State enterprises have been used to reward political allies with lavish pay and perks for too long
State enterprises have come under fire over reports of the generous pay and benefits enjoyed by members of their executive boards – all funded, of course, by the taxpayer. Junta leader General Prayuth Chan-ocha has ordered the State Enterprise Policy Office to examine operations on all 56 state-enterprise boards, with the focus on benefits such as bonuses and meeting fees.
The ruling National Council for Peace and Order (NCPO) turned its focus on the state-run firms following revelations that benefits for their top executives exceed Bt10 billion a year. The NCPO is now seeking to scale back privileges for board members and also to cut staff expenses and bonuses at all state-owned enterprises. Individual board members can receive benefits to the tune of millions of baht every year.
Thai Airways International (THAI) and Airports of Thailand (AOT) are among the junta’s main targets. THAI board members enjoy lavish perks, including 20 free trips every year each and generous monthly and meeting allowances. Retired directors get a lifetime discount on airfare. AOT has faced harsh criticism for paying annual bonuses equivalent to 11 months’ salary and handing special privileges to its board members. The NCPO move is expected to staunch the bleeding at the national carrier, which logged a net loss of Bt2.6 billion in the last quarter.
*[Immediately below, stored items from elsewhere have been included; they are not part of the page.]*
PR #570, opened 2024-10-25
Avoid race conditions when handling data

florianl:
Initialize local variable only once and make sure expected APMData is handled first.

### DIFF
--- a/accumulator/batch.go
+++ b/accumulator/batch.go
@@ -37,6 +37,8 @@ var (
 	// ErrInvalidEncoding is returned for any APMData that is encoded
 	// with any encoding format
 	ErrInvalidEncoding = errors.New("encoded data not supported")
+	// ErrNoData indicates that APMData.data is empty
+	ErrNoData = errors.New("no data")
 )
 
 var (
@@ -170,7 +172,7 @@ func (b *Batch) OnAgentInit(reqID, contentEncoding string, raw []byte) error {
 // before adding any events then ErrBatchFull is returned.
 func (b *Batch) AddAgentData(apmData APMData) error {
 	if len(apmData.Data) == 0 {
-		return nil
+		return ErrNoData
 	}
 	raw, err := GetUncompressedBytes(apmData.Data, apmData.ContentEncoding)
 	if err != nil {
--- a/apmproxy/apmserver.go
+++ b/apmproxy/apmserver.go
@@ -60,6 +60,10 @@ func (c *Client) ForwardApmData(ctx context.Context) error {
 			return nil
 		case data := <-c.AgentDataChannel:
 			if err := c.forwardAgentData(ctx, data); err != nil {
+				if errors.Is(err, accumulator.ErrNoData) {
+					c.logger.Debug("received something from AgentDataChannel without APMData")
+					continue
+				}
 				return err
 			}
 			// Wait for metadata to be available, metadata will be available as soon as
--- a/apmproxy/apmserver.go
+++ b/apmproxy/apmserver.go
@@ -61,11 +61,11 @@ func (c *Client) ForwardApmData(ctx context.Context) error {
 			c.logger.Debug("Invocation context cancelled, not processing any more agent data")
 			return nil
 		case data := <-c.AgentDataChannel:
+			if len(data.Data) == 0 {
+				c.logger.Debugf("Received something from '%s' without APMData", data.AgentInfo)
+				continue
+			}
 			if err := c.forwardAgentData(ctx, data); err != nil {
-				if errors.Is(err, accumulator.ErrNoData) {
-					c.logger.Debugf("Received something from '%s' without APMData", data.AgentInfo)
-					continue
-				}
 				return err
 			}
 			once.Do(func() {
--- a/apmproxy/apmserver.go
+++ b/apmproxy/apmserver.go
@@ -63,7 +63,7 @@ func (c *Client) ForwardApmData(ctx context.Context) error {
 		case data := <-c.AgentDataChannel:
 			if err := c.forwardAgentData(ctx, data); err != nil {
 				if errors.Is(err, accumulator.ErrNoData) {
-					c.logger.Debug("received something from AgentDataChannel without APMData")
+					c.logger.Debugf("received something from '%s' without APMData", data.AgentInfo)
 					continue
 				}
 				return err
--- a/apmproxy/apmserver.go
+++ b/apmproxy/apmserver.go
@@ -29,6 +29,7 @@ import (
 	"math/rand"
 	"net/http"
 	"time"
+	"sync"
 
 	"github.com/elastic/apm-aws-lambda/accumulator"
 	"github.com/elastic/apm-aws-lambda/version"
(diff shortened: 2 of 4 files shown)


apmproxy/apmserver.go
```diff
@@ -60,11 +62,17 @@ func (c *Client) ForwardApmData(ctx context.Context) error {
...
+				if errors.Is(err, accumulator.ErrNoData) {
+					c.logger.Debugf("received something from '%s' without APMData", data.AgentInfo)
+					continue
+				}
 				return err
 			}
-			// Wait for metadata to be available, metadata will be available as soon as
-			// the first agent data is processed.
-			lambdaDataChan = c.LambdaDataChannel
+			once.Do(func() {
```
christos68k, line 71: Not sure what's happening here, why don't we use `c.LambdaDataChannel` directly and have to first assign it to this local variable? Isn't this a NOP ?

florianl: @kruskall or @vishal-jogi maybe can provide more insights on this design decission in the first place.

Following the junta’s tough action, several board members – most of them with political links – have resigned from state enterprises PTT, Thai Oil, Krungthai Bank and Airports of Thailand. Among them are Krungthai Bank chairman Voravidh Champeeratana, Airports of Thailand chairman Sita Divari, PTT chairman Panpree Bahiddha-Nukara, Government Lottery Office director-general Police Maj-General Attagrit Tharechat and Government Housing Bank director Thanin Angsuwarangsi. More are expected to follow suit, with the ruling junta appointing their replacements.
According to a Finance Ministry source, state enterprises have long been a source of benefits for people with political connections. Politicians in power often reward friendship and loyalty with directors’ posts. Many of the appointees are bureaucrats or executives of companies with political connections.
Most state enterprises are majority-owned by the state through the Finance Ministry, so lower running costs at such firms would mean increased revenue for the country.
After years of generous benefits and lavish spending, it’s now time for reform and belt-tightening at the state enterprises. Bonuses should be based on results, and the raft of perks for board members needs to be cut back severely. Such changes should help reduce the cost of operations, cut big losses and even increase profits.
It is good practice to reward board members according to their expertise and experience, but appointing board members simply on the strength of their close ties to those in power threatens the corporate health of state enterprises.
The NCPO should avoid the mistakes of the past by ensuring that new board members are appointed for their ability to contribute to state-owned firms, and not for their connections.